What is the effect of enclosing more charge within a Gaussian surface?
The electric flux through the surface increases proportionally.
What happens if the electric field is parallel to the Gaussian surface?
The electric flux through that portion of the surface is zero.
What happens if the electric field is perpendicular to the Gaussian surface?
The dot product $\vec{E} \cdot d \vec{A}$ simplifies to $E dA$, making the integral easier to solve.
What is the effect of choosing a Gaussian surface that matches the symmetry of the charge distribution?
It simplifies the integral in Gauss's Law, making the calculation of the electric field easier.
What are the differences between Gauss's Law for Electric Fields and Gauss's Law for Magnetic Fields?

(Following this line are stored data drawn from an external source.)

PR #818, opened 2015-12-04
Fix re-runner on Windows

### LINKED ISSUE #773: Windows: 'PHPSPEC_EXECUTION_CONTEXT' is not recognized as an internal or external command, operable command or batch file
### The issue

On Windows systems, after succesfully auto-generating code, this error message is shown on the command prompt.

> 'PHPSPEC_EXECUTION_CONTEXT' is not recognized as an internal or external command, operable program or batch file.

I have tested this on my Windows 10 machine and a fresh Windows 7 VirtualBox installation, with only php 5.6.13 and composer installed.

phpspec_execution_context

On an Ubuntu system, the message doesn't appear.

### Versions affected

PhpSpec 2.3.0

### Versions unaffected

PhpSpec 2.2.1

### Steps to reproduce

1. Get a Windows machine with php/composer installed.

2. Create an empty folder.

3. `composer require phpspec/phpspec`

4. Set psr-0 autoloading, `composer dumpautoload`, etc.

5. `phpspec describe Test`

6. `phpspec run`

7. Test will fail, PhpSpec will offer to create the class for the user. Answer Y.

8. PspSpec will create the class, but the above mentioned error will be shown.

Same error message when creating a method.

### My findings

Keep in mind that I'm a noobish programmer, and this codebase is overwhelming to me.

What I've found is that an afterSuite event is fired, and ClassNotFoundListener will mark
the test as "worth rerunning". Then, ReRunListener afterSuite() will be called, will check
if the test is worth rerunning, and then rerun the suite. From there, it will end in the
PassThruRerunner reRunSuite() method, which will build a string to rerun the suite. And there
lies the problem: to build the command, it calls a buildArgString() method. This method gets
an executionContext of JsonExecutionContext (the only implementation of the interface AFAIK), and 
asEnv() returns an array, being the key the infamous 'PHPSPEC_EXECUTION_CONTEXT' that confuses Windows, and a Json string. So the method returns this long string…

`PHPSPEC_EXECUTION_CONTEXT="{ generated-types :[ Test ]}"`

…which then gets concatenated to the php executable path, and the arguments, and that is executed by the system via passthru(). Windows doesn't like that.

Now, if I remove the `$this->buildArgString()` part of the `$command` string, everything seems to work fine, but it's obviously there for a reason, so I guess the problem lies elsewhere, but I don't know how to continue from there.
 
Which is where my noobishness shows, and the reason why this is an issue and not a pull request :)

### Questions

Now, questions:

1. Is someone else able to reproduce this, or have I a botched php/phpspec installation or whatever? I'm surprised nobody has complained already.

2. PhpSpec works fine, the error message is annoying but I can live with it. But the question is:
Do I keep trying to understand what's wrong, or maybe someone more clever than me already has the answer?

3. Should I start using Unix-like systems for coding and not even noticing errors like these and live a happier life?

I'll be glad to help with whatever you may need from me. Thanks!

chrisemerson:
Create a new WindowsPassthruRerunner that fixes the command line on windows & ensure it gets used on windows instead of the standard PassthruRerunner. Fixes #773 

The escapeshellarg and escapeshellcmd calls are removed from the new Windows re-runner as they tend to mangle the JSON and the command on windows. I'm not too sure about doing this - but all the data they escape comes from internal processes which makes me a bit more comfortable about it - though they may not be acceptable of course, and a different solution may be needed.

I had a compounded issue with the fact that there is a space in the path to my PHP executable, which this also fixes.

### DIFF
--- a/src/PhpSpec/Process/ReRunner/PassthruReRunner.php
+++ b/src/PhpSpec/Process/ReRunner/PassthruReRunner.php
@@ -44,7 +44,7 @@ class PassthruReRunner extends PhpExecutableReRunner
         return (php_sapi_name() == 'cli')
             && $this->getExecutablePath()
             && function_exists('passthru')
-            && strtolower(substr(PHP_OS, 0, 3)) != "win";
+            && (stripos(PHP_OS, "win") !== 0);
     }
 
     public function reRunSuite()
--- a/src/PhpSpec/Process/ReRunner/WindowsPassthruReRunner.php
+++ b/src/PhpSpec/Process/ReRunner/WindowsPassthruReRunner.php
@@ -44,7 +44,7 @@ class WindowsPassthruReRunner extends PhpExecutableReRunner
         return (php_sapi_name() == 'cli')
             && $this->getExecutablePath()
             && function_exists('passthru')
-            && strtolower(substr(PHP_OS, 0, 3)) == "win";
+            && (stripos(PHP_OS, "win") === 0);
     }
 
     public function reRunSuite()
--- a/src/PhpSpec/Process/ReRunner/WindowsPassthruReRunner.php
+++ b/src/PhpSpec/Process/ReRunner/WindowsPassthruReRunner.php
@@ -16,7 +16,7 @@ namespace PhpSpec\Process\ReRunner;
 use PhpSpec\Process\Context\ExecutionContextInterface;
 use Symfony\Component\Process\PhpExecutableFinder;
 
-class PassthruReRunner extends PhpExecutableReRunner
+class WindowsPassthruReRunner extends PhpExecutableReRunner
 {
     /**
      * @var ExecutionContextInterface
@@ -44,13 +44,14 @@ class PassthruReRunner extends PhpExecutableReRunner
         return (php_sapi_name() == 'cli')
             && $this->getExecutablePath()
             && function_exists('passthru')
-            && strtolower(substr(PHP_OS, 0, 3)) != "win";
+            && strtolower(substr(PHP_OS, 0, 3)) == "win";
     }
 
     public function reRunSuite()
     {
         $args = $_SERVER['argv'];
-        $command = $this->buildArgString() . escapeshellcmd($this->getExecutablePath()).' '.join(' ', array_map('escapeshellarg', $args));
+        $command = $this->buildArgString() . '"' . $this->getExecutablePath().'" '.join(' ', array_map('escapeshellarg', $args));
+
         passthru($command, $exitCode);
         exit($exitCode);
     }
@@ -60,7 +61,7 @@ class PassthruReRunner extends PhpExecutableReRunner
         $argstring = '';
 
         foreach ($this->executionContext->asEnv() as $key => $value) {
-            $argstring .= $key . '=' . escapeshellarg($value) . ' ';
+            $argstring .= 'SET ' . $key . '=' . $value . ' && ';
         }
 
         return $argstring;
--- a/spec/PhpSpec/Process/ReRunner/WindowsPassthruRerunnerSpec.php
+++ b/spec/PhpSpec/Process/ReRunner/WindowsPassthruRerunnerSpec.php
@@ -1,0 +1,39 @@
+<?php
+
+/*
+ * This file is part of PhpSpec, A php toolset to drive emergent
+ * design by specification.
+ *
+ * (c) Marcello Duarte <marcello.duarte@gmail.com>
+ * (c) Konstantin Kudryashov <ever.zet@gmail.com>
+ *
+ * For the full copyright and license information, please view the LICENSE
+ * file that was distributed with this source code.
+ */
+
+namespace spec\PhpSpec\Process\ReRunner;
+
+use PhpSpec\ObjectBehavior;
+use PhpSpec\Process\Context\ExecutionContextInterface;
+use Prophecy\Argument;
+use Symfony\Component\Process\PhpExecutableFinder;
+
+class WindowsPassthruRerunnerSpec extends ObjectBehavior
+{
+    function let(PhpExecutableFinder $executableFinder, ExecutionContextInterface $executionContext)
+    {
+        $this->beConstructedThrough('withExecutionContext', array($executableFinder, $executionContext));
+    }
+
+    function it_is_a_rerunner()
+    {
+        $this->shouldHaveType('PhpSpec\Process\ReRunner');
+    }
+
+    function it_is_not_supported_when_php_process_is_not_found(PhpExecutableFinder $executableFinder)
+    {
+        $executableFinder->find()->willReturn(false);
+
+        $this->isSupported()->shouldReturn(false);
+    }
+}
--- a/src/PhpSpec/Console/ContainerAssembler.php
+++ b/src/PhpSpec/Console/ContainerAssembler.php
@@ -669,6 +669,12 @@ class ContainerAssembler
                 $c->get('process.executioncontext')
             );
         });
+        $container->setShared('process.rerunner.platformspecific.windowspassthru', function (ServiceContainer $c) {
+            return ReRunner\WindowsPassthruReRunner::withExecutionContext(
+                $c->get('process.phpexecutablefinder'),
+                $c->get('process.executioncontext')
+            );
+        });
         $container->setShared('process.phpexecutablefinder', function () {
             return new PhpExecutableFinder();
         });


src/PhpSpec/Process/ReRunner/PassthruReRunner.php
```diff
@@ -43,7 +43,8 @@ public function isSupported()
     {
         return (php_sapi_name() == 'cli')
             && $this->getExecutablePath()
-            && function_exists('passthru');
+            && function_exists('passthru')
+            && strtolower(substr(PHP_OS, 0, 3)) != "win";
```
ciaranmcnulty: I think we use something from $_SERVER to detect windows in other places I think?

chrisemerson: OK, I'll see if I can find other examples and change this to match.

chrisemerson: I've had a search through the codebase but can't find any other places you are detecting windows any ideas where it might be?

ciaranmcnulty: I guess I was thinking of this https://github.com/phpspec/phpspec/blob/master/src/PhpSpec/Console/ContainerAssembler.php#L303-L307

ciaranmcnulty:
I'd rather there was a way to fix the existing rerunner, but this seems to be a decent approach. I don't have a way to verify that it works right now, if someone could independently check on a Windows box it would be a big help.

src/PhpSpec/Process/ReRunner/PassthruReRunner.php
ciaranmcnulty: ok so i'd rather you use `stripos` here

src/PhpSpec/Process/ReRunner/WindowsPassthruReRunner.php
```diff
@@ -0,0 +1,69 @@
...
+
+    /**
+     * @return boolean
+     */
+    public function isSupported()
+    {
+        return (php_sapi_name() == 'cli')
+            && $this->getExecutablePath()
+            && function_exists('passthru')
+            && strtolower(substr(PHP_OS, 0, 3)) == "win";
```
ciaranmcnulty: and `stripos` here please

chrisemerson:
Unfortunately, windows handles environment variables in a different enough way to unix based OS's that I think to fix in the existing rerunner would create a fair amount of mess - you have to call 'set' as a command, separate commands with && and not put the values in quotes (or they become part of the environment var itself).

I'll fix the other couple of items you've mentioned.

ciaranmcnulty:
Decided to trust @chrisemerson as it's not causing any bad effects on non-Windows platforms ;-)

Thanks!

src/PhpSpec/Process/ReRunner/WindowsPassthruReRunner.php
```diff
@@ -0,0 +1,69 @@
...
+        return (php_sapi_name() == 'cli')
+            && $this->getExecutablePath()
+            && function_exists('passthru')
+            && (stripos(PHP_OS, "win") === 0);
+    }
+
+    public function reRunSuite()
+    {
+        $args = $_SERVER['argv'];
+        $command = $this->buildArgString() . '"' . $this->getExecutablePath().'" '.join(' ', array_map('escapeshellarg', $args));
```
stof: the executable path needs to be escaped to account for cases where there are spaces in it.
And ``C:\Program Files\PHP\php.exe`` has a space in it, so things would break if people install PHP in ``C:\Program Files`` (which is an expected location when following the windows conventions)

ciaranmcnulty: @stof Chris seemed to think this fixed that problem for him?

stof: @ciaranmcnulty maybe he does not have spaces in his PHP executable path, meaning he is not affected by the issue I reported.
If removing the escaping solved an issue for him, it means there might be *another* issue which disappears when removing escaping. But this needs to be investigated then. Saying ``all the data they escape comes from internal processes which makes me a bit more comfortable about it`` is wrong:

- the PHP path does not come from internal stuff (it depends on the user setup)
- the escaping is here because of the needs of the shell interpreter, not just because of accepting untrusted input

ciaranmcnulty: I refer to his comment "I had a compounded issue with the fact that there is a space in the path to my PHP executable, which this also fixes." but you are right to be concerned.

Currently this feature doesn't work at all on Windows so at least this PR would make it work for the one person I know who uses windows (@chrisemerson)

chrisemerson: The quote marks either side of the call to the executable sort this out, though I am working on the assumption that the output of the getExecutablePath() method is 'clean' and doesn't have anything within it that needs escaping itself. The PHP escape functions cause the command not to run under windows for some reason. My PHP executable is in Program Files and this change works with it.

stof: this looks suspicious to me, given that spaces need escaping. Can you check what is returning by ``getExecutablePath`` ?

ciaranmcnulty: I'll hold off releasing `2.4.1` until this is resolved

chrisemerson: You don't need to escape spaces within the double quotes - the only issue would occur if getExecutablePath returned something with a double quote mark within it.

stof: ah I missed that you are applying double quotes manually here, which means doing part of the escaping by hand (I'm saying "part of it", because other chars may need escaping too on Windows, but PHP itself does not handle it totally right: https://github.com/symfony/symfony/blob/master/src/Symfony/Component/Process/ProcessUtils.php#L39)

What I don't understand is why you are applying quotes by hand instead of using the escaping (you should indeed not do both)

chrisemerson: The escaping itself just didn't work. I did try this first but had no luck trying several different things.

stof: well, this is probably related to the fact that the existing passthru rerunner uses ``escapeshellcmd``, which is *not* meant to escape a single part of the command, and so does not enclose values in quotes when they contain spaces. ``escapeshellarg`` should probably be used instead.

chrisemerson: OK, perhaps it's my misunderstanding of these functions then - do you want me to look further into it and PR again if I get it working using the escapeshellarg functions?

garethellis36:
I'm on Windows 7 and have just started a mini project to try out PHPSpec. I had the same issue which prompted this PR so I included dev-master in composer. `phpspec run` (after `phpspec desc`) results in the yellow "class doesn't exist" message, along with the prompt to create it. If I enter 'Y', the class is generated. However, the process seems to hang at the `passthru()` point (`WindowsPassthruReRunner::reRunSuite()` line 55). If I do CTRL-C out and `phpspec run` again, it still doesn't recognize that the class exists and I'm just stuck in a loop.

ciaranmcnulty:
@garethellis36 The last part of your comment is probably due to a misconfigured autoloader.

ciaranmcnulty:
I'm tempted at this point to remove rerunning from the Windows version until a fix can be found.

garethellis36:
@ciaranmcnulty Yes you're right there. My composer.json wasn't set-up right - thanks!

chrisemerson:
@ciaranmcnulty A fix for what? Or just that you want the command parts escaped differently? I'm happy to look into that further, just awaiting some feedback on whether you want me to or not.

ciaranmcnulty:
@chrisemerson Sorry didn't realise you were waiting for affirmation. If you can get it working with escaping that would be great (and there may be a fix you can apply to the existing rerunner too)

chrisemerson:
I'll take a look at it this evening

chrisemerson:
Apologies for delay - I've changed this now, used escapeshellarg() on the path instead of manually putting the quotes in there. I'll open a new PR.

Electric Fields: $\oint \vec{E} \cdot d \vec{A}= \frac{q_{\text{enc}}}{\varepsilon_{0}}$ (relates flux to enclosed charge) | Magnetic Fields: $\oint \vec{B} \cdot d \vec{A}=0$ (magnetic flux through any closed surface is always zero).
What is electric flux ($Phi_E$)?
A measure of the electric field passing through a given surface.
What is Gauss's Law?
The total electric flux through a closed surface is directly proportional to the total charge enclosed by that surface.
What is a Gaussian surface?
An imaginary, closed 3D surface used to apply Gauss's Law.
What is linear charge density ($lambda$)?
Charge per unit length, expressed as $Q_{\text {total }}=\int \lambda(x) dx$.
What is surface charge density ($sigma$)?
Charge per unit area, expressed as $Q_{\text {total }}=\int \sigma(x, y) dA$.
What is volume charge density ($\rho$)?
Charge per unit volume, expressed as $Q_{\text {total }}=\int \rho(\vec{r}) dV$.